Since their introduction in the 1960s, chemotherapy agents have remained a cornerstone of treatment for hematopoietic malignancies. However, their non-specific cytotoxic effects extend beyond malignant cells, inflicting collateral damage on healthy tissues. Hematopoiesis is supported by the bone marrow (BM) microenvironment, where mesenchymal stromal cells (MSCs) and vascular endothelial cells (ECs) provide critical factors for hematopoietic stem cell (HSC) quiescence, self-renewal, and differentiation. Clinical observations indicate that leukemia patients exposed to high-dose chemotherapy retain a diminished hematopoietic progenitor pool years after transplantation, despite normalized peripheral blood counts, suggesting long-term impairment of the BM niche. Yet, the cellular and molecular mechanisms underlying this persistent dysfunction remain poorly understood.

Here, we demonstrate that doxorubicin (DOX), a widely used anthracycline in treatment of leukemia, lymphoma and breast cancer, induces long-term remodeling of the BM niche. Mice administrated serial DOX treatment exhibited acute lymphopenia and expansion of hematopoietic progenitors. While mature hematopoietic populations were fully restored to baseline by 8 weeks (w), we observed a persistent increase in phenotypic HSCs, suggesting a sustained loss of HSC quiescence. Next, to specifically examine the impact of DOX on the hematopoietic supportive capacity of the BM niche, we transplanted HSCs into DOX or control-treated recipients. Sixteen weeks post-transplant, we observed diminished donor HSC pool in DOX-treated hosts, indicating impaired HSC maintenance by the BM niche.

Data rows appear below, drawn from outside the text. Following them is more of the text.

PR #617, opened 2024-12-11
Automatically add output struct to $uses for raw-WGSL implemented functions

### LINKED ISSUE #576: Automatically add output struct to `$uses` for raw-WGSL implemented functions.

mhawryluk:
closes #576


packages/typegpu/src/core/function/ioOutputStruct.ts
```diff
@@ -0,0 +1,65 @@
...
+    const outputName = implementation
+      .match(/->(?<output>.*?){/s)
+      ?.groups?.output?.trim();
+
+    if (outputName) {
+      const externals: Record<string, unknown> = {};
+      externals[outputName] = Output;
+      core.applyExternals(externals);
+    }
+  }
```
reczkok: What about the situation when we have for example:
```wgsl
@vertex 
fn main(@builtin(vertex_index) vertexIndex: u32) -> @builtin(position) vec4f {
   // ....
}
```

mhawryluk: there will be one unnecessary string replace operation, but I think we can live with that

reczkok: I think we could just check for whitespace after trimming? This should be the only scenario in which whitespace appears here.

mhawryluk: without checking for whitespace: it adds to uses { \`@builtin(position) vec4f\`: Output}, then tries to replace `@builtin(position) vec4f` with `vertex_fn_Output_1` in resolved code, but it doesn't work, I assume because of the parentheses, as they aren't escaped in the regex

packages/typegpu/src/core/function/tgpuFragmentFn.ts
```diff
@@ -68,7 +73,8 @@ export function fragmentFn<
     returnType: outputType as ExoticIO<Output>,
 
     does(implementation): TgpuFragmentFn<ExoticIO<Varying>, ExoticIO<Output>> {
-      return createFragmentFn(this, implementation as Implementation);
+      // biome-ignore lint/suspicious/noExplicitAny: <no need>
+      return createFragmentFn(this, implementation as Implementation) as any;
     },
```
reczkok: We could do this to avoid casting as any
```ts
does(implementation) {
  return createFragmentFn(
    this,
    implementation as Implementation,
  ) as TgpuFragmentFn<ExoticIO<Varying>, ExoticIO<Output>>;
},
 ```

File: packages/typegpu/src/core/function/tgpuFragmentFn.ts [hunk 3]
```diff
@@ -84,9 +90,11 @@ function createFragmentFn(
   type This = TgpuFragmentFn;
 
   const core = createFnCore(shell, implementation);
+  const Output = createOutputStruct(core, implementation, shell.returnType);
```
reczkok: Is there any reason to have `Output` instead of `output`?
```suggestion
  const output = createOutputStruct(core, implementation, shell.returnType);
```

packages/typegpu/src/core/function/ioOutputStruct.ts
```diff
@@ -0,0 +1,65 @@
...
+
+  if (typeof implementation === 'string') {
+    const outputName = implementation
+      .match(/->(?<output>.*?){/s)
+      ?.groups?.output?.trim();
+
+    if (outputName && !/\s/g.test(outputName)) {
+      const externals: Record<string, unknown> = {};
+      externals[outputName] = Output;
+      core.applyExternals(externals);
```
reczkok: Nit / personal preference - feel free to ignore
```suggestion
      core.applyExternals({
        outputName: Output,
      });
```

reczkok (approved):
Works great 🚀 Left some nitpicks to consider

packages/typegpu/src/core/function/tgpuFragmentFn.ts
iwoplaza: I did it initially because it's a schema, and we write schemas in PascalCase, but we can debate on what we should do here. An alternate argument is that other resources have schemas on them as well, but they are written in camelCase, like `dataType` for buffers or `returnType` for functions.

iwoplaza: So maybe `outputType` instead?

packages/typegpu/tests/rawFn.test.ts
```diff
@@ -150,4 +150,54 @@ describe('tgpu.fn with raw string WGSL implementation', () => {
...
+
+    expect(
+      tgpu.resolve({ input: [fragmentFunction], names: 'strict' }),
+    ).toContain(`\
+struct fragment_Output {
+  @location(0) a: vec4f,
+  @location(1) b: vec4f,
+}`);
+  });
 });
```
reczkok, line 223: Test case I used locally
```suggestion

  it('does not add redundant struct definition', () => {
    const vertexFunction = tgpu
      .vertexFn({ vertexIndex: builtin.vertexIndex }, builtin.position)
      .does(/* wgsl */ `(@builtin(vertex_index) vertexIndex: u32) -> @builtin(position) vec4f {
    let pos = array<vec2f, 6>(
      vec2<f32>( 1,  1),
      vec2<f32>( 1, -1),
      vec2<f32>(-1, -1),
      vec2<f32>( 1,  1),
      vec2<f32>(-1, -1),
      vec2<f32>(-1,  1)
    );

    return vec4f(pos[vertexIndex], 0, 1);
  }`)
      .$name('vertex_fn');

    expect(
      tgpu.resolve({ input: [vertexFunction], names: 'strict' }),
    ).not.toContain('struct');
  });
});
```

packages/typegpu/src/core/function/tgpuFragmentFn.ts
reczkok: I like it 👍

packages/typegpu/src/core/function/ioOutputStruct.ts
mhawryluk: I don't think that's the same

mhawryluk: works with `[outputName]:`

reczkok: That makes sense, my bad

packages/typegpu/src/core/function/ioOutputType.ts
```diff
@@ -0,0 +1,63 @@
...
+import { type Decorate, attribute, location } from '../../data/attributes';
+import { getCustomLocation, isData } from '../../data/dataTypes';
+import type { BaseWgslData, Location, WgslStruct } from '../../data/wgslTypes';
+import type { FnCore } from './fnCore';
+import type { IOData, IOLayout, Implementation } from './fnTypes';
+
+export type IOLayoutToOutputSchema<T extends IOLayout> = T extends BaseWgslData
+  ? Decorate<T, Location<0>>
+  : T extends Record<string, BaseWgslData>
+    ? WgslStruct<T>
```
iwoplaza: Wrap every entry of the struct (that isn't a builtin) with a Decorate that adds a `Location<number>`.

Single cell transcriptomics and functional assays revealed that DOX disrupts both stromal and vascular compartment of the BM niche. MSCs displayed reduced ex vivo colony forming capacity and impaired in vivo differentiation towards osteoblasts and adipocytes, leading to the accumulation of undifferentiated, dysfunctional MSCs 20w post-treatment. Consequently, DOX-treated mice showed pronounced trabecular loss, decreased skeletal mechanical strength and delayed fracture healing-features that align with bone complications observed in leukemia patients. In parallel, DOX led to depletion of arteriolar vessels and pericytes, which are essential for maintaining HSC quiescence and niche integrity. Collectively, these results indicate that DOX induced persistent remodeling of the BM microenvironment extends far beyond the treatment window.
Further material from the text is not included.